Can I Use Factor Sets to Solve GCD Problems?

[PsychonautQQ]

Homework Statement

if 1 = gcd(a,b), show that gcd(ac,b) = gcd(c,b)

Homework Equations

None

The Attempt at a Solution

My attempt at a solution:

Let d = gcd(ac,b),
Let g = gcd(c,b),
I want to show that g|d and that d|g. I then went on to make a bunch of circular writing and get nowhere... I set up things like:

1 = ax + by
d = acw + bz --> 1 = (ac/d)w + (b/d)z
g = cn + bm --> 1 = (c/d)n + (b/d)m

Is my approach here a solid method?

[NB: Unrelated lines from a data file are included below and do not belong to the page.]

PR #533, opened 2019-02-13
[Mac] Tweak the edit rect and position and size of the control.

CartBlanche:


Xamarin.PropertyEditing.Mac/Controls/Custom/TextFieldSmallButtonContainer.cs
```diff
@@ -131,10 +131,12 @@ public override void ResetCursorRect (CGRect cellFrame, NSView inView)
 			public override CGRect DrawingRectForBounds (CGRect theRect)
 			{
 				CGRect baseRect = base.DrawingRectForBounds (theRect);
-				if (this.field.buttons.Count == 0) {
-					return baseRect;
+				if (this.field.buttons.Count != 0) {
+					baseRect.Y -= 2;
+					baseRect.Width -= this.field.ButtonSize;
 				}
-				return new CGRect (baseRect.X, baseRect.Y - 2, baseRect.Width + DefaultMargin - (this.field.ButtonSize * this.field.buttons.Count), DefaultHeight);
```
CartBlanche: No need to create totally new object here, if we can reuse what we have. Should be marginally faster.

PR #543, opened 2019-02-22
Enabled must be set for ReadOnly to look and behave correctly. Als…

### LINKED ISSUE #499: [Mac] No visual difference between not editable/editable text properties
Text properties should have a visual difference with respect to the editable ones.

readonlytextfield

It should have similar behavior we have with the checkboxes.

image

CartBlanche:
…o fixes InputMode enablement. Also turned out that `CombinablePropertyEditor` wasn't setting the checkboxes to `ReadOnly` either.

Fixes #499 

screen shot 2019-02-27 at 17 53 04

### DIFF
--- a/Xamarin.PropertyEditing.Mac/Controls/StringEditorControl.cs
+++ b/Xamarin.PropertyEditing.Mac/Controls/StringEditorControl.cs
@@ -25,6 +25,8 @@ namespace Xamarin.PropertyEditing.Mac
 		internal NSPopUpButton inputModePopup;
 		private IReadOnlyList<InputMode> viewModelInputModes;
 
+		private bool CanEnable => ViewModel.Property.CanWrite && (((ViewModel.InputMode != null) && !ViewModel.InputMode.IsSingleValue) || (this.inputModePopup == null));
+
 		public StringEditorControl (IHostResourceProvider hostResource)
 			: base (hostResource)
 		{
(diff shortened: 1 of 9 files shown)


Xamarin.PropertyEditing.Mac/Controls/StringEditorControl.cs
```diff
@@ -120,7 +122,7 @@ protected override void UpdateErrorsDisplayed (IEnumerable errors)
 
 		protected override void SetEnabled ()
 		{
-			this.stringEditor.Editable = ViewModel.Property.CanWrite;
+			this.stringEditor.Editable = this.stringEditor.Enabled = ViewModel.Property.CanWrite;
```
netonjm: The Enabled property with False value makes the field **not focusable** and therefore not editable, maybe then we can remove it.

CartBlanche: If we remove the Enabled then we don't get the text changing to light gray automagically. Which means we'd need to create a custom TextField, to change the TextColour depending on Dark/Light mode when enabled or disabled.
What scenario do you feel needs you to be able to focus a disabled control?

Note: None of the numeric editors allow focusing when they are disabled, nor the drop-downs or popups.

CartBlanche: Also Xcode behaves the same way. If a `NSTextField` is disabled, when tabbing it will be skipped. So I think this is expected behaviour on Mac.

netonjm: I mean remove the Editable property set, because with a Enabled field in disabled user cannot edit

CartBlanche: Yes. Thanks. Fixed.

CartBlanche:
Not sure what is going on with Numeric Fields. The SpinnerButtons are obviously disabled, and you can't interact with it, but oddly the text within isn't disabled. So enabled flag is being set. Investigating.

CartBlanche:
Fixed Enablement. Broken other stuff.

CartBlanche:
Enablement should work across the board now.

Issue #466, opened 2018-12-03
[Mac] When tabbing, focused control should scroll into view.


CartBlanche:
Steps:
1. Start Sample on Mac
2. Select a Control in the Property Panel so it has focus.
3. Tab through controls

Currently:
When you tab out of the visible area it focuses on a control, but it is out of view.

Expected:
When you tab to a control that is out of the visiable area, it should scroll that control into view.

PR #545, opened 2019-02-25
[Mac] When tabbing scroll focused control into view.

CartBlanche:
Fixes https://github.com/xamarin/Xamarin.PropertyEditing/issues/466

### DIFF
--- a/Xamarin.PropertyEditing.Mac/Controls/BooleanEditorControl.cs
+++ b/Xamarin.PropertyEditing.Mac/Controls/BooleanEditorControl.cs
@@ -14,14 +14,7 @@ namespace Xamarin.PropertyEditing.Mac
 		public BooleanEditorControl (IHostResourceProvider hostResource)
 			: base (hostResource)
 		{
-			BooleanEditor = new NSButton {
-				AllowsMixedState = true,
-				ControlSize = NSControlSize.Small,
-				Font = NSFont.FromFontName (DefaultFontName, DefaultFontSize),
-				Title = string.Empty,
-				TranslatesAutoresizingMaskIntoConstraints = false,
-			};
-			BooleanEditor.SetButtonType (NSButtonType.Switch);
+			BooleanEditor = new FocusableBooleanButton ();
 
 			// update the value on 'enter'
 			BooleanEditor.Activated += (sender, e) => {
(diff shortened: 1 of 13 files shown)


Xamarin.PropertyEditing.Mac/Controls/Custom/PropertyTextField.cs
```diff
@@ -11,5 +11,11 @@ public PropertyTextField ()
 			Cell.LineBreakMode = NSLineBreakMode.TruncatingTail;
 			Cell.UsesSingleLineMode = true;
 		}
+
+		public override bool BecomeFirstResponder ()
+		{
+			ScrollRectToVisible (this.Bounds);
```
ermau: We don't need `this` here and we should only actually scroll if `base.Become..` returns true.

CartBlanche: From testing `BecomeFirstResponder ()` is only called when the control is about to receive focus. What scenarios have you seen where `BecomeFirstResponder ()` is called and our property controls should *not* scroll into view? @alanmcgovern Any insights here? I'm happy to make the change, but want to understand exactly why the check is absolutely necessary.

ermau: If you read the docs on `BecomeFirstResponder`, you'll see that the return value is whether or not it actually became first responder. If it hasn't actually become first responder, we don't want to scroll to it. It doesn't matter whether we've seen it happen or not, implementing it correctly is a defensive measure.

CartBlanche: I had already changed it, but hadn't pushed. Done.

CartBlanche:
I had a change for Bool/Combinable, but had not pushed it. I was going to ask about Object/Type though. So I'll just make those accept keyboard focus and that's it then.

CartBlanche:
All controls are now focusable. But I'm now investigating ghost focusing of Brush control, when it is ReadOnly.

CartBlanche:
Ok, so ensuring CanBecomeKeyView is linked to Enabled give the correct behaviour.

PR #549, opened 2019-02-28
[build] Ensure the pngs are copied where we expect

alanmcgovern:
This makes sure they end up in the right directory

### DIFF
--- a/Xamarin.PropertyEditing.Mac.Standalone/Xamarin.PropertyEditing.Mac.Standalone.csproj
+++ b/Xamarin.PropertyEditing.Mac.Standalone/Xamarin.PropertyEditing.Mac.Standalone.csproj
@@ -114,19 +114,13 @@
     </ProjectReference>
   </ItemGroup>
   <Import Project="$(MSBuildExtensionsPath)\Xamarin\Mac\Xamarin.Mac.CSharp.targets" />
-  <ItemGroup>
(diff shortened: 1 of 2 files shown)


alanmcgovern:
These are the places where we end up copying the icon set to:
```
Xamarin.PropertyEditing.Mac/bin/Debug/PropertyEditingResource.bundle
Xamarin.PropertyEditing.Mac.Standalone/obj/Debug/actool/bundle
Xamarin.PropertyEditing.Mac.Standalone/bin/Debug/Xamarin.PropertyEditing.Mac.Standalone.app/Contents/MonoBundle/PropertyEditingResource.bundle
Xamarin.PropertyEditing.Mac.Standalone/bin/Debug/PropertyEditingResource.bundle
```
This looks good as it's in the right location in the appbundle and was appropriately local copied to the output directory of the project which references `Xamarin.PropertyEditing.Mac`

CartBlanche:
@alanmcgovern Looks good and works for Standalone. So will that also work once we bump Jose's PR (https://github.com/mono/monodevelop/pull/6742) for him, based on the previous build changes?

alanmcgovern:
Yup! It should make the changes in jose's branch unnecessary.

The only gotcha is that Xamarin.Mac based projects do not take transitive `Content` files into account when generating the final appbundle, which they should. That's why xamarin.mac executable projects still need to manually copy the bundle from their output dir inside the app bundle dir.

I can't think of any other way to show that gcd(ac,b) = gcd(c,b) besides assigning each of them a value and showing that they divide each other.

 

[RUber]

That seems to be a reliable method.
I prefer to work with factor sets:
Let A be the unique prime factor set of a, B be the unique prime factor set of b, and C be the unique prime factor set of c.
$A\cap B =\{1\}$
$AC=A \cup C$
$AC\cap B= (A \cup C) \cap B = (A\cap B) \cup (C \cap B) = 1 \cup (C \cap B)$
A similar argument should apply with repeated prime factors and combinations to find the gcd.